_EXERCISE_: Retype the data that follows with no alterations, please.

- Opening Delimiter -

PR #2108, opened 2022-09-30
SG-687 Request time not updating

andrebispo5:
## Type of change
- [X] Bug fix
- [ ] New feature development
- [ ] Other

## Objective

If you wait more than 5 minutes to open the login request, then the “Time” field should say “# minutes ago” instead of “Just now”. However, it still says “Just Now”.

## Code changes

Added `TaskTimer` to update the values with a period of 5 mins. After 15mins the request expires showing a dialog.

## Before you submit


src/App/Pages/Accounts/LoginPasswordlessViewModel.cs
```diff
@@ -63,8 +70,30 @@ public LoginPasswordlessDetails LoginRequest
...
+        {
+            TriggerPropertyChanged(nameof(TimeOfRequestText));
+            if (DateTime.UtcNow > LoginRequest?.RequestDate.ToUniversalTime().AddMinutes(15))
+            {
+                StopRequestTimeUpdater();
+                await _platformUtilsService.ShowDialogAsync(AppResources.LoginRequestHasAlreadyExpired);
+                await Page.Navigation.PopModalAsync();
+                return;
+            }
+        }
```
fedemkr, line 92: Given that this is `async void` if an exception is thrown inside, it'll crash the application so a try...catch should be added here or convert this method to be a `Task` and either add the possibility of passing a `Func<Task>` to the `TimerTask` or just do a `FireAndForget` of the task depending on the desired behavior.
Also the `return` is not necessary given that it's the end of the method

src/App/Pages/Accounts/LoginPasswordlessViewModel.cs
```diff
@@ -63,8 +70,30 @@ public LoginPasswordlessDetails LoginRequest
...
+
         private async Task PasswordlessLoginAsync(bool approveRequest)
         {
+            StopRequestTimeUpdater();
```
fedemkr, line 96: If this method fails throwing an exception at some point shouldn't the timer start again?

src/App/Pages/Accounts/LoginPasswordlessViewModel.cs
```diff
@@ -63,8 +70,30 @@ public LoginPasswordlessDetails LoginRequest
...
+        {
+            _requestTimeCts?.Cancel();
+            _requestTimeCts = new CancellationTokenSource();
+            _requestTimeTask = new TimerTask(_logger, UpdateRequestTime, _requestTimeCts).RunPeriodic(TimeSpan.FromMinutes(5));
+        }
+
+        private async void UpdateRequestTime()
+        {
+            TriggerPropertyChanged(nameof(TimeOfRequestText));
+            if (DateTime.UtcNow > LoginRequest?.RequestDate.ToUniversalTime().AddMinutes(15))
```
fedemkr, line 85: Could you extract the `15` as a constant in this class?

src/App/Pages/Accounts/LoginPasswordlessViewModel.cs
```diff
@@ -63,8 +70,30 @@ public LoginPasswordlessDetails LoginRequest
             }
         }
 
+        public void StopRequestTimeUpdater() => _requestTimeCts?.Cancel();
+
+        private void StartRequestTimeUpdater()
+        {
+            _requestTimeCts?.Cancel();
+            _requestTimeCts = new CancellationTokenSource();
+            _requestTimeTask = new TimerTask(_logger, UpdateRequestTime, _requestTimeCts).RunPeriodic(TimeSpan.FromMinutes(5));
```
fedemkr, line 79: Could you extract the `5` as a constant in this class? so if one wants to change the frequency they don't have to read the code and just update the constant.
And since you're here, could you change the parameter of the `TimerTask` to be the `CancellationToken` instead of the `CancellationTokenSource`? There is no need to cancel the request from inside the `TimerTask` so the token should suffice.
[Quoting](https://stackoverflow.com/a/54386551) the great Jon Skeet:

> The rule of thumb is:
> - Any code that needs to cancel the token should have access to the CancellationTokenSource
> - Any code that needs to respond to cancellation should have access to the CancellationToken

src/App/Pages/Accounts/LoginPasswordlessViewModel.cs
```diff
@@ -86,17 +115,12 @@ private string CreateRequestDate(DateTime? requestDate)
                 return string.Empty;
             }
 
-            var minutesSinceRequest = requestDate.Value.ToUniversalTime().Minute - DateTime.UtcNow.Minute;
-            if (minutesSinceRequest < 5)
+            if (DateTime.UtcNow < requestDate.Value.ToUniversalTime().AddMinutes(5))
```
fedemkr, line 118: Could you extract the `5` as a constant in this class? (or a general one if the `Just now` is being used elsewhere so that it standardizes it)

fedemkr (changes requested):

src/App/Pages/Accounts/LoginPasswordlessViewModel.cs
```diff
@@ -63,8 +70,30 @@ public LoginPasswordlessDetails LoginRequest
             }
         }
 
+        public void StopRequestTimeUpdater() => _requestTimeCts?.Cancel();
```
fedemkr, line 73: You should dispose the `CancellationTokenSource` when you finish using it

fedemkr (changes requested):

src/App/Pages/Accounts/LoginPasswordlessViewModel.cs
andrebispo5: Adding the possibility to pass a Task to the `TimerTask` makes more sense.

src/App/Pages/Accounts/LoginPasswordlessViewModel.cs
andrebispo5: Moved to the end of the method so that problem doesn't happen.

src/App/Pages/Accounts/LoginPasswordlessViewModel.cs
```diff
@@ -70,30 +72,32 @@ public LoginPasswordlessDetails LoginRequest
...
+            _requestTimeCts?.Cancel();
+            _requestTimeCts?.Dispose();
+        }
 
         private void StartRequestTimeUpdater()
         {
             _requestTimeCts?.Cancel();
             _requestTimeCts = new CancellationTokenSource();
-            _requestTimeTask = new TimerTask(_logger, UpdateRequestTime, _requestTimeCts).RunPeriodic(TimeSpan.FromMinutes(5));
+            _requestTimeTask = new TimerTask(_logger, UpdateRequestTime, _requestTimeCts.Token).RunPeriodic(TimeSpan.FromMinutes(REQUEST_TIME_UPDATE_PERIOD));
```
fedemkr, line 85: I see that this task is getting cancelled only when the user taps on "Cancel".
Can the user go away from this view in some other way? Like swiping back on iOS? if so you should also cancel this if not there will be a constant waste of resources.
OTOH, you could use `OnAppearing()` and `OnDisappearing()` methods to start/stop the timer if that suits your needs

src/App/Utilities/TimerTask.cs
```diff
@@ -10,15 +10,23 @@ public class TimerTask
     {
         private readonly ILogger _logger;
         private readonly Action _action;
-        private readonly CancellationTokenSource _cancellationToken;
+        private readonly Func<Task> _func;
```
fedemkr, line 13: I'd rename this to `_asyncAction` or `_actionTask` or something like that, func is not very descriptive IMHO

fedemkr (changes requested):

src/App/Pages/Accounts/LoginPasswordlessViewModel.cs
andrebispo5: had it on close and accept / deny request, but will also add it on `OnDisappearing` just to be sure.

src/App/Pages/Accounts/LoginPasswordlessPage.xaml.cs
```diff
@@ -24,8 +24,21 @@ private async void Close_Clicked(object sender, System.EventArgs e)
         {
             if (DoOnce())
             {
+                _vm.StopRequestTimeUpdater();
```
fedemkr, line 27: If I'm not mistaken we don't need this anymore given that closing the view will call `OnDisappearing` but test it just in case I'm missing something

fedemkr (changes requested):

fedemkr (approved):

- Closing Delimiter -

_YOUR SOLUTION_:
PR #2108, opened 2022-09-30
SG-687 Request time not updating

andrebispo5:
## Type of change
- [X] Bug fix
- [ ] New feature development
- [ ] Other

## Objective

If you wait more than 5 minutes to open the login request, then the “Time” field should say “# minutes ago” instead of “Just now”. However, it still says “Just Now”.

## Code changes

Added `TaskTimer` to update the values with a period of 5 mins. After 15mins the request expires showing a dialog.

## Before you submit


src/App/Pages/Accounts/LoginPasswordlessViewModel.cs
```diff
@@ -63,8 +70,30 @@ public LoginPasswordlessDetails LoginRequest
...
+        {
+            TriggerPropertyChanged(nameof(TimeOfRequestText));
+            if (DateTime.UtcNow > LoginRequest?.RequestDate.ToUniversalTime().AddMinutes(15))
+            {
+                StopRequestTimeUpdater();
+                await _platformUtilsService.ShowDialogAsync(AppResources.LoginRequestHasAlreadyExpired);
+                await Page.Navigation.PopModalAsync();
+                return;
+            }
+        }
```
fedemkr, line 92: Given that this is `async void` if an exception is thrown inside, it'll crash the application so a try...catch should be added here or convert this method to be a `Task` and either add the possibility of passing a `Func<Task>` to the `TimerTask` or just do a `FireAndForget` of the task depending on the desired behavior.
Also the `return` is not necessary given that it's the end of the method

src/App/Pages/Accounts/LoginPasswordlessViewModel.cs
```diff
@@ -63,8 +70,30 @@ public LoginPasswordlessDetails LoginRequest
...
+
         private async Task PasswordlessLoginAsync(bool approveRequest)
         {
+            StopRequestTimeUpdater();
```
fedemkr, line 96: If this method fails throwing an exception at some point shouldn't the timer start again?

src/App/Pages/Accounts/LoginPasswordlessViewModel.cs
```diff
@@ -63,8 +70,30 @@ public LoginPasswordlessDetails LoginRequest
...
+        {
+            _requestTimeCts?.Cancel();
+            _requestTimeCts = new CancellationTokenSource();
+            _requestTimeTask = new TimerTask(_logger, UpdateRequestTime, _requestTimeCts).RunPeriodic(TimeSpan.FromMinutes(5));
+        }
+
+        private async void UpdateRequestTime()
+        {
+            TriggerPropertyChanged(nameof(TimeOfRequestText));
+            if (DateTime.UtcNow > LoginRequest?.RequestDate.ToUniversalTime().AddMinutes(15))
```
fedemkr, line 85: Could you extract the `15` as a constant in this class?

src/App/Pages/Accounts/LoginPasswordlessViewModel.cs
```diff
@@ -63,8 +70,30 @@ public LoginPasswordlessDetails LoginRequest
             }
         }
 
+        public void StopRequestTimeUpdater() => _requestTimeCts?.Cancel();
+
+        private void StartRequestTimeUpdater()
+        {
+            _requestTimeCts?.Cancel();
+            _requestTimeCts = new CancellationTokenSource();
+            _requestTimeTask = new TimerTask(_logger, UpdateRequestTime, _requestTimeCts).RunPeriodic(TimeSpan.FromMinutes(5));
```
fedemkr, line 79: Could you extract the `5` as a constant in this class? so if one wants to change the frequency they don't have to read the code and just update the constant.
And since you're here, could you change the parameter of the `TimerTask` to be the `CancellationToken` instead of the `CancellationTokenSource`? There is no need to cancel the request from inside the `TimerTask` so the token should suffice.
[Quoting](https://stackoverflow.com/a/54386551) the great Jon Skeet:

> The rule of thumb is:
> - Any code that needs to cancel the token should have access to the CancellationTokenSource
> - Any code that needs to respond to cancellation should have access to the CancellationToken

src/App/Pages/Accounts/LoginPasswordlessViewModel.cs
```diff
@@ -86,17 +115,12 @@ private string CreateRequestDate(DateTime? requestDate)
                 return string.Empty;
             }
 
-            var minutesSinceRequest = requestDate.Value.ToUniversalTime().Minute - DateTime.UtcNow.Minute;
-            if (minutesSinceRequest < 5)
+            if (DateTime.UtcNow < requestDate.Value.ToUniversalTime().AddMinutes(5))
```
fedemkr, line 118: Could you extract the `5` as a constant in this class? (or a general one if the `Just now` is being used elsewhere so that it standardizes it)

fedemkr (changes requested):

src/App/Pages/Accounts/LoginPasswordlessViewModel.cs
```diff
@@ -63,8 +70,30 @@ public LoginPasswordlessDetails LoginRequest
             }
         }
 
+        public void StopRequestTimeUpdater() => _requestTimeCts?.Cancel();
```
fedemkr, line 73: You should dispose the `CancellationTokenSource` when you finish using it

fedemkr (changes requested):

src/App/Pages/Accounts/LoginPasswordlessViewModel.cs
andrebispo5: Adding the possibility to pass a Task to the `TimerTask` makes more sense.

src/App/Pages/Accounts/LoginPasswordlessViewModel.cs
andrebispo5: Moved to the end of the method so that problem doesn't happen.

src/App/Pages/Accounts/LoginPasswordlessViewModel.cs
```diff
@@ -70,30 +72,32 @@ public LoginPasswordlessDetails LoginRequest
...
+            _requestTimeCts?.Cancel();
+            _requestTimeCts?.Dispose();
+        }
 
         private void StartRequestTimeUpdater()
         {
             _requestTimeCts?.Cancel();
             _requestTimeCts = new CancellationTokenSource();
-            _requestTimeTask = new TimerTask(_logger, UpdateRequestTime, _requestTimeCts).RunPeriodic(TimeSpan.FromMinutes(5));
+            _requestTimeTask = new TimerTask(_logger, UpdateRequestTime, _requestTimeCts.Token).RunPeriodic(TimeSpan.FromMinutes(REQUEST_TIME_UPDATE_PERIOD));
```
fedemkr, line 85: I see that this task is getting cancelled only when the user taps on "Cancel".
Can the user go away from this view in some other way? Like swiping back on iOS? if so you should also cancel this if not there will be a constant waste of resources.
OTOH, you could use `OnAppearing()` and `OnDisappearing()` methods to start/stop the timer if that suits your needs

src/App/Utilities/TimerTask.cs
```diff
@@ -10,15 +10,23 @@ public class TimerTask
     {
         private readonly ILogger _logger;
         private readonly Action _action;
-        private readonly CancellationTokenSource _cancellationToken;
+        private readonly Func<Task> _func;
```
fedemkr, line 13: I'd rename this to `_asyncAction` or `_actionTask` or something like that, func is not very descriptive IMHO

fedemkr (changes requested):

src/App/Pages/Accounts/LoginPasswordlessViewModel.cs
andrebispo5: had it on close and accept / deny request, but will also add it on `OnDisappearing` just to be sure.

src/App/Pages/Accounts/LoginPasswordlessPage.xaml.cs
```diff
@@ -24,8 +24,21 @@ private async void Close_Clicked(object sender, System.EventArgs e)
         {
             if (DoOnce())
             {
+                _vm.StopRequestTimeUpdater();
```
fedemkr, line 27: If I'm not mistaken we don't need this anymore given that closing the view will call `OnDisappearing` but test it just in case I'm missing something

fedemkr (changes requested):

fedemkr (approved):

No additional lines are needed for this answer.